TASK ITEM:
Scan the listing below. Return every line containing the string "librarySubscriptionRepo".

===== EXCERPTED RECORDS =====

PR #15746, opened 2015-06-11
Full-stack Subscription support, behind an experiment

camhashemi:
@stkem @andrewconner 

the frontend is rough, but behind an experiment. locally, the controllers are passing subscriptions across the stack, persisting, and displaying them. I can't get it to send the slack message locally, but that still works in production.


kifi-backend/modules/common/app/com/keepit/model/UserExperiment.scala
```diff
@@ -78,6 +78,9 @@ object ExperimentType {
   val RECO_FASTLANE = ExperimentType("reco_fastlane")
   val RECO_SUBSAMPLE = ExperimentType("reco_subsample")
   val APPLY_RECO_FEEDBACK = ExperimentType("apply_reco_feedback")
+  val ROVER_CONTENT = ExperimentType("rover_content")
```
andrewconner: This is actually a bad merge. This and collaborative were removed.

kifi-backend/modules/shoebox/angular/src/libraries/manageLibrary.js
```diff
@@ -37,6 +37,9 @@ angular.module('kifi')
         scope.showFollowers = false;
         scope.colors = ['#447ab7','#5ab7e7','#4fc49e','#f99457','#dd5c60','#c16c9e','#9166ac'];
         scope.currentPageOrigin = '';
+        scope.onCollabExperiment = (profileService.me.experiments || []).indexOf('collaborative') > -1;
```
andrewconner: Should not be here

kifi-backend/modules/shoebox/angular/src/libraries/manageLibrary.js
```diff
@@ -180,6 +210,9 @@ angular.module('kifi')
           scope.modifyingExistingLibrary = true;
           scope.emptySlug = false;
           scope.modalTitle = scope.library.name;
+          if (!scope.library.subscriptions) {
```
andrewconner: `scope.library.subscriptions = scope.library.subscriptions || [];`

andrewconner: In fact, this can go above, it's needed in both cases.

kifi-backend/modules/shoebox/app/com/keepit/commanders/LibrarySubscriptionCommander.scala
```diff
@@ -62,4 +65,62 @@ class LibrarySubscriptionCommander @Inject() (
     db.readWrite { implicit s => librarySubscriptionRepo.save(librarySubscription) }
   }
 
+  def saveSubByLibIdAndKey(libId: Id[Library], subKey: LibrarySubscriptionKey): LibrarySubscription = {
+    saveSubscription(LibrarySubscription(libraryId = libId, name = subKey.name, trigger = SubscriptionTrigger.NEW_KEEP, info = subKey.info))
+  }
+
+  def saveSubsByLibIdAndKey(libId: Id[Library], subKeys: Seq[LibrarySubscriptionKey]): Seq[LibrarySubscription] = {
+    db.readWrite { implicit s =>
+      subKeys.map { key => saveSubByLibIdAndKey(libId, key) }
```
andrewconner: `saveSubscription` already has a db connection. I'd remove it from there, and just use this one.

kifi-backend/modules/shoebox/app/com/keepit/commanders/LibrarySubscriptionCommander.scala
```diff
@@ -62,4 +65,62 @@ class LibrarySubscriptionCommander @Inject() (
...
+    }
+  }
+
+  def updateSubsByLibIdAndKey(libId: Id[Library], subKeys: Seq[LibrarySubscriptionKey]): Boolean = {
+
+    def hasSameNameOrEndpoint(key: LibrarySubscriptionKey, sub: LibrarySubscription) = sub.name == key.name || sub.info.hasSameEndpoint(key.info)
+    def saveUpdates(currSubs: Seq[LibrarySubscription], subKeys: Seq[LibrarySubscriptionKey]) {
```
andrewconner: `def saveUpdates(currSubs: Seq[LibrarySubscription], subKeys: Seq[LibrarySubscriptionKey]): Unit =  {`

kifi-backend/modules/shoebox/app/com/keepit/commanders/LibrarySubscriptionCommander.scala
```diff
@@ -62,4 +65,62 @@ class LibrarySubscriptionCommander @Inject() (
...
+        currSubs.find {
+          hasSameNameOrEndpoint(key, _)
+        } match {
+          case None => saveSubByLibIdAndKey(libId, key) // key represents a new sub, save it
+          case Some(equivalentSub) => saveSubscription(equivalentSub.copy(name = key.name, info = key.info)) // key represents an old sub, update it
+        }
+      }
+    }
+    // TODO: refactor these \/ two ^ into one function
+    def removeDifferences(currSubs: Seq[LibrarySubscription], subKeys: Seq[LibrarySubscriptionKey]) {
```
andrewconner: `def removeDifferences(currSubs: Seq[LibrarySubscription], subKeys: Seq[LibrarySubscriptionKey]): Unit = {`

kifi-backend/modules/shoebox/app/com/keepit/commanders/LibrarySubscriptionCommander.scala
```diff
@@ -62,4 +65,62 @@ class LibrarySubscriptionCommander @Inject() (
...
+      currSubs.foreach { currSub =>
+        subKeys.find {
+          hasSameNameOrEndpoint(_, currSub)
+        } match {
+          case None => saveSubscription(currSub.copy(state = LibrarySubscriptionStates.INACTIVE)) // currSub not found in subKeys, inactivate it
```
andrewconner: In fact, I'd remove `saveSubscription` entirely. Since you're often doing batch operations, you should pass it a db session. Then, it's the same as `librarySubscriptionRepo.save`

kifi-backend/modules/shoebox/app/com/keepit/commanders/LibrarySubscriptionCommander.scala
andrewconner: Should take a db session, you're calling it with one.

kifi-backend/modules/shoebox/app/com/keepit/commanders/LibrarySubscriptionCommander.scala
andrewconner: As with the other, should take a db session, since you're calling it with one open.

kifi-backend/modules/shoebox/angular/src/libraries/manageLibrary.js
camhashemi: scope.library isn't initialized until this conditional, so I think it needs to be in both blocks.

kifi-backend/modules/shoebox/app/com/keepit/commanders/LibrarySubscriptionCommander.scala
```diff
@@ -62,4 +65,62 @@ class LibrarySubscriptionCommander @Inject() (
...
+      if (currSubs.isEmpty) {
+        saveSubsByLibIdAndKey(libId, subKeys)
+      } else {
+        saveUpdates(currSubs, subKeys) // save new subs and changes to existing subs
+        removeDifferences(currSubs, subKeys) // remove existing subs that are not in subKeys
+      }
+      getSubsByLibraryId(libId)
+    }
+
+    currSubs != newSubs
```
andrewconner: This function returns `Unit`. Are you intending on returning a boolean?

kifi-backend/modules/shoebox/app/com/keepit/commanders/LibrarySubscriptionCommander.scala
```diff
@@ -62,4 +65,62 @@ class LibrarySubscriptionCommander @Inject() (
...
+
+  }
+
+  def getSubsByLibraryId(id: Id[Library]): Seq[LibrarySubscription] = {
+    db.readOnlyMaster { implicit s => librarySubscriptionRepo.getByLibraryId(id) }
```
andrewconner: Should be able to safely use the replica here, no?

kifi-backend/modules/shoebox/angular/src/libraries/manageLibrary.js
andrewconner: Sorry, below it then.

kifi-backend/modules/shoebox/app/com/keepit/commanders/LibrarySubscriptionCommander.scala
```diff
@@ -39,12 +40,14 @@ class LibrarySubscriptionCommander @Inject() (
   def sendNewKeepMessage(keep: Keep, library: Library): Seq[Future[ClientResponse]] = {
     val subscriptions: Seq[LibrarySubscription] = db.readOnlyReplica { implicit session => librarySubscriptionRepo.getByLibraryIdAndTrigger(library.id.get, SubscriptionTrigger.NEW_KEEP) }
```
andrewconner: Why so many separate db sessions?

kifi-backend/modules/shoebox/app/com/keepit/controllers/website/LibraryController.scala
```diff
@@ -116,10 +118,12 @@ class LibraryController @Inject() (
       val suggestedSearches = getSuggestedSearchesAsJson(libraryId)
       val membershipOpt = libraryCommander.getViewerMembershipInfo(request.userIdOpt, libraryId)
       val inviteOpt = libraryInviteCommander.getViewerInviteInfo(request.userIdOpt, libraryId)
+      val subscriptions = librarySubscriptionCommander.getSubsByLibraryId(libraryId).map { sub => LibrarySubscriptionKey(sub.name, sub.info) }
 
       val membershipJson = Json.toJson(membershipOpt)
       val inviteJson = Json.toJson(inviteOpt)
-      val libraryJson = Json.toJson(libInfo).as[JsObject] + ("membership" -> membershipJson) + ("invite" -> inviteJson)
+      val subscriptionJson = Json.toJson(subscriptions)
+      val libraryJson = Json.toJson(libInfo).as[JsObject] + ("membership" -> membershipJson) + ("invite" -> inviteJson) + ("subscriptions" -> subscriptionJson)
```
andrewconner: This should be typed. Not a big fan that `membership` and `invite` was just added in. It makes it difficult for clients to understand APIs when there's no solid type associated with the response.

andrewconner:
Minor comments, awesome!

kifi-backend/modules/shoebox/angular/src/libraries/manageLibrary.tpl.html
```diff
@@ -59,6 +59,26 @@ <h1 class="dialog-header">
             </label>
           </div>
 
+          <div class="manage-lib-input-wrapper" ng-if="onSubscriptionExperiment">
```
andrewconner, line 62: Why in its own `.manage-lib-input-wrapper`? Seems the one above basically wraps everything? Or did I miss something?

kifi-backend/modules/shoebox/test/com/keepit/model/LibrarySubscriptionTest.scala
```diff
@@ -90,7 +91,7 @@ class LibrarySubscriptionTest extends Specification with ShoeboxTestInjector {
   }
 
   "LibrarySubscriptionCommander" should {
```
andrewconner: Should this be the `LibrarySubscriptionCommanderTest.scala`?

kifi-backend/modules/shoebox/app/com/keepit/commanders/LibrarySubscriptionCommander.scala
camhashemi: Honestly, I just realized what I've been doing haha... refactoring

kifi-backend/modules/shoebox/app/com/keepit/commanders/LibrarySubscriptionCommander.scala
camhashemi: Sorry, the code is crowded from the helper functions, but function is to return a boolean. Moving the logic to the top, so that it's closer to the signature.

kifi-backend/modules/shoebox/app/com/keepit/controllers/website/LibraryController.scala
camhashemi: Looks like FullLibraryInfo has reached its 22 case-class parameter limit, and I think that's why `membership` and `invite` are the way they are.

kifi-backend/modules/shoebox/angular/src/libraries/manageLibrary.tpl.html
camhashemi, line 62: The one above is `manage-lib-content`, it wraps everything and I need it to be larger to make room for this input-wrapper. Each input has an input-wrapper.

kifi-backend/modules/shoebox/test/com/keepit/model/LibrarySubscriptionTest.scala
camhashemi: yup

camhashemi:
@andrewconner updated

=====

RESULT OF THIS TASK:
     db.readWrite { implicit s => librarySubscriptionRepo.save(librarySubscription) }
andrewconner: In fact, I'd remove `saveSubscription` entirely. Since you're often doing batch operations, you should pass it a db session. Then, it's the same as `librarySubscriptionRepo.save`
+    db.readOnlyMaster { implicit s => librarySubscriptionRepo.getByLibraryId(id) }
     val subscriptions: Seq[LibrarySubscription] = db.readOnlyReplica { implicit session => librarySubscriptionRepo.getByLibraryIdAndTrigger(library.id.get, SubscriptionTrigger.NEW_KEEP) }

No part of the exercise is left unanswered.